Mon & Wed at WEB 1250 04:35PM-05:55PM

Instructor: Shandian Zhe

Office MEB 3466
Email zhe at cs dot utah dot edu
Teaching Assistant: Yishuai Du (yishuai dot du at utah dot edu)
Teaching Mentee: Zhimeng Pan (z dot pan at utah dot edu)
Note:We have office hours EVERY weekday!
Office Hours       Instructor: Before the class, 3:30pm-4:30pm        Mon and Wed (MEB 3466)
Yishuai Du: Thu. 9:30AM - 11:00AM (MEB 3161)
Zhimeng Pan: Tue. 3:30PM - 4:30PM, Fri. 2:30PM - 5:00PM (MEB 3161)

Syllabus

Overview

This course introduces basic knowledge of machine learning. Topics consist of several fundamental, and widely successful supervised/unsupervised learning algorithms, such as decision trees, perceptrons, (deep) neural networks, kernel methods, support vector machines and Bayesian methods. Through this class, we hope that you will

1. understand machine learning ideas and paradigms,

2. be able to design identify or formulate appropriate machine learning problems for your research or applications,

3. be able to design machine learning models and (use existing tools) to implement learning algorithms. 

Grading

The grades are based on the following components:

The grades will be curved separately for undergraduate and graduate students. Extra problems may be included (merely) for graduate students.

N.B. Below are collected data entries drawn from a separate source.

PR #47, opened 2015-12-11
Repeatable creation of etcd cluster

AndrewGorton:
Uses Terraform for repeatable provisioning of a CoreOS ETCD cluster.

Terraform also creates the VPC, internet gateway, subnet, associated routing table, security group and EC2 instances.


AndrewGorton:
ETCD broken.

PR #48, opened 2015-12-11
Repeatable creation of etcd cluster

AndrewGorton:
Repeatable creation of an ETCD cluster in AWS.

Uses [Terraform](http://www.terraform.io) to create VPC, subnet, internet gateway, routing gateways, security groups and EC2 instances.

Uses the public discovery.etcd.io service to get a cluster identifier (and for cluster members to locate each other).


terraform/instances.tf
```diff
@@ -0,0 +1,12 @@
+resource "aws_instance" "coreos-tf-example" {
```
om-sharma: can we remove `-example` from the instance name to make it consistent with other resources.

AndrewGorton: Have removed it and renamed to match other resource identifiers.

PR #65, opened 2016-02-23
Added inline policy to so Indexer to publish metrics to CloudWatch.

AndrewGorton:


AndrewGorton:
@slawekm Need to add this to Terraform too.

PR #66, opened 2016-02-26
Add config and IAM access to allow Mint to heartbeat to CloudWatch.

AndrewGorton:
This needs merging after https://github.com/openregister/mint/pull/65, otherwise Mint will complain of an unknown configuration directive.

The code which reads the configuration is safe - if the config isn't set, then heartbeating is not enabled.


philandstuff:
> This needs merging before openregister/mint#65, otherwise Mint will complain of an unknown configuration directive.

do you mean "after"?

AndrewGorton:
Yep - corrected! (oops)

PR #91, opened 2016-05-24
add school register in alpha environment

om-sharma:


aws/registers/register_school.tf
```diff
@@ -0,0 +1,57 @@
+module "school_policy" {
+  source = "../modules/instance_policy"
+  id = "school"
+  enabled = "${signum(lookup(var.instance_count, "school"))}"
```
philandstuff: do we need to set this variable somewhere?

om-sharma: `instance_count` for every environment comes from `<environment>.tfvars` file, in this case `alpha.tfvars`.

Assignments must be electronically submitted through Canvas by midnight of the due date. Instructions about submission will be given in each assignment. Hand written versions or scans will not be accepted.

Instructions for programming assignments

  1. You are highly suggested to use MATLAB, Python and/or R for the programming portion of the assignments or projects. However, you can choose any other programming language. But you should guarantee that your programs can be compiled and run on the  CADE machines; otherwise you will NOT receive credits from the programming parts.

  2. Please include a README.txt file in your submission so that the TAs or the instructor can follow the instructions to test your code. Absence of the readme file will result in 0 grades for the submission.

Late policy

All assignments should be submitted by the deadline. If the deadline is missed, the late submissions will have 10% penalty. In every subsequent 24 hours, the late submissions will loose another 10% credicts. For example, a 10 points assignment will have 2 points penalty, if it is submitted 30 hours late. However, if the assignment is not turned in until the other assignment have been graded and returned or 48 hours after the deadline, 0 grade will be given.